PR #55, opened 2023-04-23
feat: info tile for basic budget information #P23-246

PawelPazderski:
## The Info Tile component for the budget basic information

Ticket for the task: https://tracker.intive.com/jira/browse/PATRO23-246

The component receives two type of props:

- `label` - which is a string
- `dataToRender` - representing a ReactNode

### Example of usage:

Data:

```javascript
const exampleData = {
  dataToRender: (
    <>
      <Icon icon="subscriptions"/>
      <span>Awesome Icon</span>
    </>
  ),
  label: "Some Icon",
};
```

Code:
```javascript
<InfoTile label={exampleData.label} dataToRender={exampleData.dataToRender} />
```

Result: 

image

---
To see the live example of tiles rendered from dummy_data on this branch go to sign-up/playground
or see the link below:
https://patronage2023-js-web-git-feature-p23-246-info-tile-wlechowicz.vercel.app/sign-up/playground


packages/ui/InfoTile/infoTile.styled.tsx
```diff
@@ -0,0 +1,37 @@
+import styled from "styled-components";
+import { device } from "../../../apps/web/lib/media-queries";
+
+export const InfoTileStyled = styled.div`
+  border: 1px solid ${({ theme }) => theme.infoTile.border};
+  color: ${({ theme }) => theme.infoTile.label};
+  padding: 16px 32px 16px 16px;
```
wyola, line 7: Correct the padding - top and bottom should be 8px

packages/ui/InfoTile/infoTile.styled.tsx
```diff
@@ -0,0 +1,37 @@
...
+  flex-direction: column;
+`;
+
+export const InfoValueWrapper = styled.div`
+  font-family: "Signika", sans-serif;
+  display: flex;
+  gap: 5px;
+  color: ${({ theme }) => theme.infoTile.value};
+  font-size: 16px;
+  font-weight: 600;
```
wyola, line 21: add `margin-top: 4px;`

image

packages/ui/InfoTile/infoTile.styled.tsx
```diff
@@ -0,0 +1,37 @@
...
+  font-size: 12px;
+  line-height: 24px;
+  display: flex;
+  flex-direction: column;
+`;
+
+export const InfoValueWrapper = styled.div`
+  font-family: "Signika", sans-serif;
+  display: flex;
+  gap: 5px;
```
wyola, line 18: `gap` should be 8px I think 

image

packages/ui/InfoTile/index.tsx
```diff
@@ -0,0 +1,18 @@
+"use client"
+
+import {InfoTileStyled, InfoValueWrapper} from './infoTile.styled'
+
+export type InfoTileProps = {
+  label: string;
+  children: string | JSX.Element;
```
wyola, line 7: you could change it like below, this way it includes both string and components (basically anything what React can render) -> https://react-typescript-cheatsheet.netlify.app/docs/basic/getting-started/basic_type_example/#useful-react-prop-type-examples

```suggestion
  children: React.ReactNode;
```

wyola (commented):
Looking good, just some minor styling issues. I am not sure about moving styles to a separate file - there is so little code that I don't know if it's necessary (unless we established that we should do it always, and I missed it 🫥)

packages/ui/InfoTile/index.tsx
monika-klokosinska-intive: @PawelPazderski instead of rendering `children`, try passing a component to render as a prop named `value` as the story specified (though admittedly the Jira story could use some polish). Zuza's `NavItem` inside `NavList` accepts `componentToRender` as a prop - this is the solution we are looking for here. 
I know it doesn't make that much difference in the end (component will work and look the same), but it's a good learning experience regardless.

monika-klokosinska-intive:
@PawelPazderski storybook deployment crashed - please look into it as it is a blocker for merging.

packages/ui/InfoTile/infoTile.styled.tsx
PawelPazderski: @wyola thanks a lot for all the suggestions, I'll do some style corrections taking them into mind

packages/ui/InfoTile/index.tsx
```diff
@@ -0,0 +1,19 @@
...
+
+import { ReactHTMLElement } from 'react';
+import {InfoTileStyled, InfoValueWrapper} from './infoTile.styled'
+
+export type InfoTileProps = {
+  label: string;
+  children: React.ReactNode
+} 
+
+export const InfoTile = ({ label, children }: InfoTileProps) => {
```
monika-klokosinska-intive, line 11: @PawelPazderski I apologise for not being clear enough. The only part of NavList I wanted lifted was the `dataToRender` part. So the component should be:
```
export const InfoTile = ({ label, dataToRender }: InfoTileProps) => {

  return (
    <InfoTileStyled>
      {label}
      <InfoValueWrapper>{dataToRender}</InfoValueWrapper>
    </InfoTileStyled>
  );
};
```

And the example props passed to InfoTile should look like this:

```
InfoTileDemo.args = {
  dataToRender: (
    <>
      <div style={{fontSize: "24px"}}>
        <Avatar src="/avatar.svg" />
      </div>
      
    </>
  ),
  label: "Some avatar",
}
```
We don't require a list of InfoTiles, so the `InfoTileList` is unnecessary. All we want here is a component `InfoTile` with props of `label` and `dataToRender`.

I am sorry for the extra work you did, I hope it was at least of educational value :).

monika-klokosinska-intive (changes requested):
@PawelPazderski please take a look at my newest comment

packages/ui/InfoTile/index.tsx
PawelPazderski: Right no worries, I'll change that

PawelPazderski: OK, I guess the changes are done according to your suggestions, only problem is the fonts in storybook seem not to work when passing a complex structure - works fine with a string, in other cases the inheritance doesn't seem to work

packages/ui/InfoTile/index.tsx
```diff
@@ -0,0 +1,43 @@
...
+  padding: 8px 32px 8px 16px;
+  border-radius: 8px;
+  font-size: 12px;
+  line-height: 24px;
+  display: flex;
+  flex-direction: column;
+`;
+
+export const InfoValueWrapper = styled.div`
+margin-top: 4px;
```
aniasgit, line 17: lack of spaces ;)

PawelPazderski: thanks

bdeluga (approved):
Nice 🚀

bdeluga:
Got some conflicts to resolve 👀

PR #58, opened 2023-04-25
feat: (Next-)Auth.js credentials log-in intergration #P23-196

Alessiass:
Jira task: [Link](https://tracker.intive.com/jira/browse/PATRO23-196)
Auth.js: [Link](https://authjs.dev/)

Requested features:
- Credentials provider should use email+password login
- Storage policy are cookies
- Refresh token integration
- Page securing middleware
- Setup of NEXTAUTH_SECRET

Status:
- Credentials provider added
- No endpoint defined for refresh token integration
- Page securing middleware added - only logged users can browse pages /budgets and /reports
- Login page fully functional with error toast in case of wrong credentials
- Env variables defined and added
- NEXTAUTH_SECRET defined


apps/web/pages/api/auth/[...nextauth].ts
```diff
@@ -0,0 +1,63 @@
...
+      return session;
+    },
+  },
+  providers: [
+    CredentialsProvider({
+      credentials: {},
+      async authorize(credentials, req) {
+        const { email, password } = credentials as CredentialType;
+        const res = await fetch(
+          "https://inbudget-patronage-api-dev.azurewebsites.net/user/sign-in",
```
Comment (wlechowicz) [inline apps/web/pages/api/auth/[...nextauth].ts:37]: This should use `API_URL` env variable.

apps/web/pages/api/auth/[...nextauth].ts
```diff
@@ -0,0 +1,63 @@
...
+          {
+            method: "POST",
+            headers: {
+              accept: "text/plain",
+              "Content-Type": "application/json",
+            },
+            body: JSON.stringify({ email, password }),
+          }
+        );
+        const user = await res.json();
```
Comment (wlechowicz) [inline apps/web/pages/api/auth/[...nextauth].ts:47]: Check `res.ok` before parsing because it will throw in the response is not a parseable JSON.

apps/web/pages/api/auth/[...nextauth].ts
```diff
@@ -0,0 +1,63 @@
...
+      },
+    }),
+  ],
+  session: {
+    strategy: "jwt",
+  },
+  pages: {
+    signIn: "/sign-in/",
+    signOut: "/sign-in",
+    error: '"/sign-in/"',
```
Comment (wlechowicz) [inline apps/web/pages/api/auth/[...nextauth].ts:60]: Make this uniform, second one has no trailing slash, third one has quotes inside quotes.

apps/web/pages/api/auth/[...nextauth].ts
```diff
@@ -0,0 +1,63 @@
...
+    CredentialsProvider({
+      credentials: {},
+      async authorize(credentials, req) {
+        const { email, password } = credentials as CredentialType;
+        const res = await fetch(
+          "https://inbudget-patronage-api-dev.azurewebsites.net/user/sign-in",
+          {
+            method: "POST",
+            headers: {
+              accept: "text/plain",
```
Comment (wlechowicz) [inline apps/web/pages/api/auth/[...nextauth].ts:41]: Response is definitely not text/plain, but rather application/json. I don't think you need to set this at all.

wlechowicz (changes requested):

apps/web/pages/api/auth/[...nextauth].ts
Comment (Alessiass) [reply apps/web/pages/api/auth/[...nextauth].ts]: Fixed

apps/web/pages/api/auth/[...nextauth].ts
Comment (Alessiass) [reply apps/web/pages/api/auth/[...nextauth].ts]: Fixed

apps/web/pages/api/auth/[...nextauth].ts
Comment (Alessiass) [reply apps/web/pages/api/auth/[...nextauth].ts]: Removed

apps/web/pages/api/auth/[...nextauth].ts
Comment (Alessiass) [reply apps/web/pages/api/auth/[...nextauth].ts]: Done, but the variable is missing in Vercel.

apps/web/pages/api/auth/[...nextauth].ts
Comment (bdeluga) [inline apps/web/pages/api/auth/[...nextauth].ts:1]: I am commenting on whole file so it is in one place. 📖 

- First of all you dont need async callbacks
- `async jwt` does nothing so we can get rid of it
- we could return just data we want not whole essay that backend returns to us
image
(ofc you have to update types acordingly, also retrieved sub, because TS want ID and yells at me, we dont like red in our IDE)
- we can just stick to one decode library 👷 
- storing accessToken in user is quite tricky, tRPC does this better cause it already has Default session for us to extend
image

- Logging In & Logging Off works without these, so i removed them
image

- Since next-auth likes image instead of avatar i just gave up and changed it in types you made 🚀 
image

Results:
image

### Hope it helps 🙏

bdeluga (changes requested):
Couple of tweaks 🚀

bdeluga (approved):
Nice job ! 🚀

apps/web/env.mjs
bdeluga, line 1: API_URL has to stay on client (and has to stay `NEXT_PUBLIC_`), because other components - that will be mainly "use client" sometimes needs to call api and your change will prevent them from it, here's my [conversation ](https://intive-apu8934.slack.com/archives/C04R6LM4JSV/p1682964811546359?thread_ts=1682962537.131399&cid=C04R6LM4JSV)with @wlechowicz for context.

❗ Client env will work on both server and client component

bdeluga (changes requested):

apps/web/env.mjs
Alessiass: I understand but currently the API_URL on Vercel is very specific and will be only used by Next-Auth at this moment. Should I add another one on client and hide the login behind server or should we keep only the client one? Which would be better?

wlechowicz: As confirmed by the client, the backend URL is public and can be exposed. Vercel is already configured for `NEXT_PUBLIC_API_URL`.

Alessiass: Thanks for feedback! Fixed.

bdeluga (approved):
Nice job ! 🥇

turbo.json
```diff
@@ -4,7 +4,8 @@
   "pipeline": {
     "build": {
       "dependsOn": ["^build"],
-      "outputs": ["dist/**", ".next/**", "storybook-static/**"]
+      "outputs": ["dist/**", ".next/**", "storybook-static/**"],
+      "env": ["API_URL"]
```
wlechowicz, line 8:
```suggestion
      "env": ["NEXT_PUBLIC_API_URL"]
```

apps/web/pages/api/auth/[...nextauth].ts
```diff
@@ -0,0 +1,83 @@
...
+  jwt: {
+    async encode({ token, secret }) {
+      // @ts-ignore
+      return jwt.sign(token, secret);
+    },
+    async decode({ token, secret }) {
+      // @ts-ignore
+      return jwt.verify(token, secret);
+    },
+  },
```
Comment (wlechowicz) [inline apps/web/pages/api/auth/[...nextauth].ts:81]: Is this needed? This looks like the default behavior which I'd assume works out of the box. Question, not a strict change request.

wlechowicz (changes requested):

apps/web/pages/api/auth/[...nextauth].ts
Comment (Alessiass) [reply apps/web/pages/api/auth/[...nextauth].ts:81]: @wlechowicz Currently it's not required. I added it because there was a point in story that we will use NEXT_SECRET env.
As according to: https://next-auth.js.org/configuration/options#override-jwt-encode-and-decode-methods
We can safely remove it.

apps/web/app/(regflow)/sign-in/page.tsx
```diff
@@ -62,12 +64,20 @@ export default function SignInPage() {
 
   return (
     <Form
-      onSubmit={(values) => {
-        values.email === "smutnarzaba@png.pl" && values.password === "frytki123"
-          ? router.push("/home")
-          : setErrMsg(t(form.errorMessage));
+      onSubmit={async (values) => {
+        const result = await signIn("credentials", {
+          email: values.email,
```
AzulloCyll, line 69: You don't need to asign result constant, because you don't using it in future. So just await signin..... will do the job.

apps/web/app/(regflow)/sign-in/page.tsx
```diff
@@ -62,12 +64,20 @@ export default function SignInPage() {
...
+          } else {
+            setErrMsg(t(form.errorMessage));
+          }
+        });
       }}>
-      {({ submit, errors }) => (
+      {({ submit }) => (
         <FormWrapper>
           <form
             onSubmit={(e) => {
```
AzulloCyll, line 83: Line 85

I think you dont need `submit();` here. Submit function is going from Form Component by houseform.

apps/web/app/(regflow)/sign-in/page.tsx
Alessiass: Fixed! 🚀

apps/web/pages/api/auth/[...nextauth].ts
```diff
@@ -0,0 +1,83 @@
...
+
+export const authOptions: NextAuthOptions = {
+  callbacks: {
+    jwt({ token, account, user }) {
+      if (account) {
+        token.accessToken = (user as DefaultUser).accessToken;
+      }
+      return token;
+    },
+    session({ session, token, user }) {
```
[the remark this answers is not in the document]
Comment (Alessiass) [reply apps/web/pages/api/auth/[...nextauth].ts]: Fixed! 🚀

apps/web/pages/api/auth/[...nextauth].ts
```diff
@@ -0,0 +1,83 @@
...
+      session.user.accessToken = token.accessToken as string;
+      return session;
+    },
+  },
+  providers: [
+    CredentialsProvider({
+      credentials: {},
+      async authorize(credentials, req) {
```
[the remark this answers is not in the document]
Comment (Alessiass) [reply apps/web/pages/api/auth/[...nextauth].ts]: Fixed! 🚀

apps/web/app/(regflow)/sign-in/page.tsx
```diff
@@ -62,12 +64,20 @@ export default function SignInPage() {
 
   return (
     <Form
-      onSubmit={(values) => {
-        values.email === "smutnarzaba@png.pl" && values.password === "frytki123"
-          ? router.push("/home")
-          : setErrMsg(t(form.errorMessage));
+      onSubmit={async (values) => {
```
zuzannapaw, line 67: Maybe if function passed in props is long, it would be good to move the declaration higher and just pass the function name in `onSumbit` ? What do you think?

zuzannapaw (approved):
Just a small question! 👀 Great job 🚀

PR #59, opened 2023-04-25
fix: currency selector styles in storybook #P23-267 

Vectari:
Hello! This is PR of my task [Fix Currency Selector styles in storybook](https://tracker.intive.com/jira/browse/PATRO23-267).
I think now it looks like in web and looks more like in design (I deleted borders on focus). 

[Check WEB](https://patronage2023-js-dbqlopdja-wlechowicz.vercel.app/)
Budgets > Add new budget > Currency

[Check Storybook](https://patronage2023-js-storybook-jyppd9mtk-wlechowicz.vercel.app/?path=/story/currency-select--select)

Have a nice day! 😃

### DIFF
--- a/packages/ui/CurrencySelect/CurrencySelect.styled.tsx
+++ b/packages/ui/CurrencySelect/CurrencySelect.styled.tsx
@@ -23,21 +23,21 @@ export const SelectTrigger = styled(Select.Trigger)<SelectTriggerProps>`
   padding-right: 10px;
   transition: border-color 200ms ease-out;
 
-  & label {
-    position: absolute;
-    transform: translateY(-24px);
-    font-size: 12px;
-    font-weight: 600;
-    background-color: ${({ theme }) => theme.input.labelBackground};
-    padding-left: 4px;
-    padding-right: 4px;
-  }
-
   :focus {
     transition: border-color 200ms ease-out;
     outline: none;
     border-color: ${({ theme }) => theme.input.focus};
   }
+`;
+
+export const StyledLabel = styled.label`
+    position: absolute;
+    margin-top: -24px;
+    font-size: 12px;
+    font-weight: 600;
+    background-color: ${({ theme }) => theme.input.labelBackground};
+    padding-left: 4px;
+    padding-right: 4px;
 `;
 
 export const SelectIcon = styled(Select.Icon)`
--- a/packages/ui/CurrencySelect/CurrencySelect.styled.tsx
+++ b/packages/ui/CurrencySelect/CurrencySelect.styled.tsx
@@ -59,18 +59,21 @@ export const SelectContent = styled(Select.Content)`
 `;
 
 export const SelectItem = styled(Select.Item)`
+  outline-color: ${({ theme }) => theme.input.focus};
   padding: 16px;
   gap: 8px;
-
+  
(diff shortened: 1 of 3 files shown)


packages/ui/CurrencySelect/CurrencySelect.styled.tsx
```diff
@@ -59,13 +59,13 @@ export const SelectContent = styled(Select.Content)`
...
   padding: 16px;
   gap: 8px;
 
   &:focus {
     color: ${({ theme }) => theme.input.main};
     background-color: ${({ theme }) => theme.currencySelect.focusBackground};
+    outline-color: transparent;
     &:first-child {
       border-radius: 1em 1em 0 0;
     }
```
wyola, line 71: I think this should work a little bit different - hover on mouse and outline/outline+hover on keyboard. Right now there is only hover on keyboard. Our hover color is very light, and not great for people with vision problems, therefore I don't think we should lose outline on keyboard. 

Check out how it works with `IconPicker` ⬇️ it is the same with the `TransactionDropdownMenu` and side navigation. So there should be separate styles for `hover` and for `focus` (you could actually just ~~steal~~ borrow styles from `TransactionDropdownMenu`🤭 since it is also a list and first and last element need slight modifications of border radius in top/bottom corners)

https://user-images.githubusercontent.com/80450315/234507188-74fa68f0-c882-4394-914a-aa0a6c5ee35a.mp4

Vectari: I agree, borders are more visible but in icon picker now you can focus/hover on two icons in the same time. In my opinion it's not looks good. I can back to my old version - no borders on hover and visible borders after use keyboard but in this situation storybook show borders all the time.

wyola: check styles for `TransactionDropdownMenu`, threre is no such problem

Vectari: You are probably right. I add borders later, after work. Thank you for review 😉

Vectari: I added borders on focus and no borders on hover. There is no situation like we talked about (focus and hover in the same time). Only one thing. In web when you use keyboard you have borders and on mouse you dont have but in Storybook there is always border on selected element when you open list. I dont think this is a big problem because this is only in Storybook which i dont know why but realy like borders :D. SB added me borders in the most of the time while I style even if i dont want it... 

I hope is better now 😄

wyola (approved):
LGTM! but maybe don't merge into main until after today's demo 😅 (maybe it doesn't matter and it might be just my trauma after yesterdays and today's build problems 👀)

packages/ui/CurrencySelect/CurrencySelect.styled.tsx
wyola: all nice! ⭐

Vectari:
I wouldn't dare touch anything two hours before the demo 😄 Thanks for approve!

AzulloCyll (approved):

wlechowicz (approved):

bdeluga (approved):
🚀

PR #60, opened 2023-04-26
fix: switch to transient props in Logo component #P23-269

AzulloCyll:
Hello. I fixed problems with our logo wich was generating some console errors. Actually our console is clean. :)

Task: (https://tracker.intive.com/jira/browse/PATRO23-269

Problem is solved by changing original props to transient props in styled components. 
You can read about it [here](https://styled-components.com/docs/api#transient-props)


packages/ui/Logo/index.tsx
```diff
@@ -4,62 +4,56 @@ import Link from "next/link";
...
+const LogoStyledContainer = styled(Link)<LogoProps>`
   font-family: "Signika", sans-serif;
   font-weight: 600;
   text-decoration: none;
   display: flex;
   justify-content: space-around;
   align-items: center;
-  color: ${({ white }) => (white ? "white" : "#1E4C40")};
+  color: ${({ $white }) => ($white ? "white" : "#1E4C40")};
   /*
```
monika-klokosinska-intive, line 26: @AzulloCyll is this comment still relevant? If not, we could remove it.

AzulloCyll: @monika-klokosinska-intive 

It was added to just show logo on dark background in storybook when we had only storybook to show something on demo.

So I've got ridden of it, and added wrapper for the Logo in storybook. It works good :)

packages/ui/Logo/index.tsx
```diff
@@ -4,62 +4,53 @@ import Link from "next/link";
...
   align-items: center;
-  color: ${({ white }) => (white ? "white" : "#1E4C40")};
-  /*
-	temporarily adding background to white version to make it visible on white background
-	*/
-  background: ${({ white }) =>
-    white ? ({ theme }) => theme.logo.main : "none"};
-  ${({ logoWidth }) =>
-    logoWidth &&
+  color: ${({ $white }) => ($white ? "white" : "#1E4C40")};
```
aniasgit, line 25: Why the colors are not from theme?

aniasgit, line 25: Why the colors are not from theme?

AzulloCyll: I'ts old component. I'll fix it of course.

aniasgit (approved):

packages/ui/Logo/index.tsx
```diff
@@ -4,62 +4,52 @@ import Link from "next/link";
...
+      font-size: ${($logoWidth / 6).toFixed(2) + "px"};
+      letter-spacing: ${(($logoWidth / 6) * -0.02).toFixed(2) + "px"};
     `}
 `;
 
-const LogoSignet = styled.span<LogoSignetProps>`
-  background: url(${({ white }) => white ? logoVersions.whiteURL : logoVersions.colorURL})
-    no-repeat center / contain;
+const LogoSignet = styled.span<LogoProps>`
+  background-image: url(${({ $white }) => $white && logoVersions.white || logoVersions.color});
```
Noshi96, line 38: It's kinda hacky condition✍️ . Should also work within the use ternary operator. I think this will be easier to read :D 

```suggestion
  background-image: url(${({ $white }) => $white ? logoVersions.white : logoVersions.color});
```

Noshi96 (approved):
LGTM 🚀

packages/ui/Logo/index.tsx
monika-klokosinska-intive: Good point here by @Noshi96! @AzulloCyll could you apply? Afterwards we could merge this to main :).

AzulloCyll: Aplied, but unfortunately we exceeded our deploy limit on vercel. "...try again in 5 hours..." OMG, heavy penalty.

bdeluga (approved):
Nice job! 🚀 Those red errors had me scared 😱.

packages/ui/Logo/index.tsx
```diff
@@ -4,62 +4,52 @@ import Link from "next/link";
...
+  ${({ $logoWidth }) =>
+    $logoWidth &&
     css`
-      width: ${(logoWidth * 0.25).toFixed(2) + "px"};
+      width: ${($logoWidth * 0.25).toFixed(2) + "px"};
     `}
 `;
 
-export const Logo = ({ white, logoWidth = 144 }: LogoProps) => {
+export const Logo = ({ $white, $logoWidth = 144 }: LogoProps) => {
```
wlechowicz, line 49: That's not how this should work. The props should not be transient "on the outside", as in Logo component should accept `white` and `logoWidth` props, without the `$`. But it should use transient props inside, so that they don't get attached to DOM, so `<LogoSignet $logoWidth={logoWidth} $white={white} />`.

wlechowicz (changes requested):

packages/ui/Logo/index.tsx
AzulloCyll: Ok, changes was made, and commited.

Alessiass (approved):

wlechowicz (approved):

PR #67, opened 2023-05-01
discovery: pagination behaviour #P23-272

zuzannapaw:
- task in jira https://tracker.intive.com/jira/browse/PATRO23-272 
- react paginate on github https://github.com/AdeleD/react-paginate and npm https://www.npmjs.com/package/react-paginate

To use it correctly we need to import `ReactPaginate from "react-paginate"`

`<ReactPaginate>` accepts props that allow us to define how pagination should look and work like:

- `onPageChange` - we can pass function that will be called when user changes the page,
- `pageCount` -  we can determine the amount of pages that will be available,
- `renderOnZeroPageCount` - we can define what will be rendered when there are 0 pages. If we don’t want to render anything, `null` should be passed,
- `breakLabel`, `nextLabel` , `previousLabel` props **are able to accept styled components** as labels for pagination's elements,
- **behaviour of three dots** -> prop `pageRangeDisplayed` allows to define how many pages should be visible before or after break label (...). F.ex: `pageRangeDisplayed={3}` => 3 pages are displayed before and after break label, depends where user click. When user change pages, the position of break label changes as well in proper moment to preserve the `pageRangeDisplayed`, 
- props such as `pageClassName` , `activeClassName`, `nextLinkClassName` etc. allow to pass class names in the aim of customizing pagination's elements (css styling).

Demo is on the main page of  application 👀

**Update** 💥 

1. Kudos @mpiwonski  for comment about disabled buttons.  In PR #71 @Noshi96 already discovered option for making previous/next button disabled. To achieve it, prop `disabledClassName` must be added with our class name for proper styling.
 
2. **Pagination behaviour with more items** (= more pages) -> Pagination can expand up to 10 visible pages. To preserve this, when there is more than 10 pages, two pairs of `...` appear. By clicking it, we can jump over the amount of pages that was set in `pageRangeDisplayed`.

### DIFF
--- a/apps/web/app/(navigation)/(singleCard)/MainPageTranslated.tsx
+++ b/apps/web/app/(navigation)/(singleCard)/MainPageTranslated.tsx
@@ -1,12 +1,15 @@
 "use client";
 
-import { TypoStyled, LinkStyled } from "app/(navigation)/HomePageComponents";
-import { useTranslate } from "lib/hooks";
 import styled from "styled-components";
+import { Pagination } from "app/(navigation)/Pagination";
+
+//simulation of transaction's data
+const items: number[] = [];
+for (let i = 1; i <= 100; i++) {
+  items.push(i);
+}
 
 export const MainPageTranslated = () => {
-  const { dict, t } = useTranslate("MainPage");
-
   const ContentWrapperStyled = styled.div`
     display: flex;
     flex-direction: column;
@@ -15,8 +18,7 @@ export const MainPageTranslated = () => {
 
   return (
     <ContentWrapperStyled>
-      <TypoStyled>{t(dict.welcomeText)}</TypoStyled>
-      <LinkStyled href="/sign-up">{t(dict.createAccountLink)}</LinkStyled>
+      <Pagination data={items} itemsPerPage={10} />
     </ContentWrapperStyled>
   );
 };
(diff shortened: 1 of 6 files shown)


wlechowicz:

•••

**TASK GOAL:**
Show each line of the data that contains the string "problems".

**SOLVED PROBLEM:**
wyola, line 71: I think this should work a little bit different - hover on mouse and outline/outline+hover on keyboard. Right now there is only hover on keyboard. Our hover color is very light, and not great for people with vision problems, therefore I don't think we should lose outline on keyboard. 
LGTM! but maybe don't merge into main until after today's demo 😅 (maybe it doesn't matter and it might be just my trauma after yesterdays and today's build problems 👀)
Hello. I fixed problems with our logo wich was generating some console errors. Actually our console is clean. :)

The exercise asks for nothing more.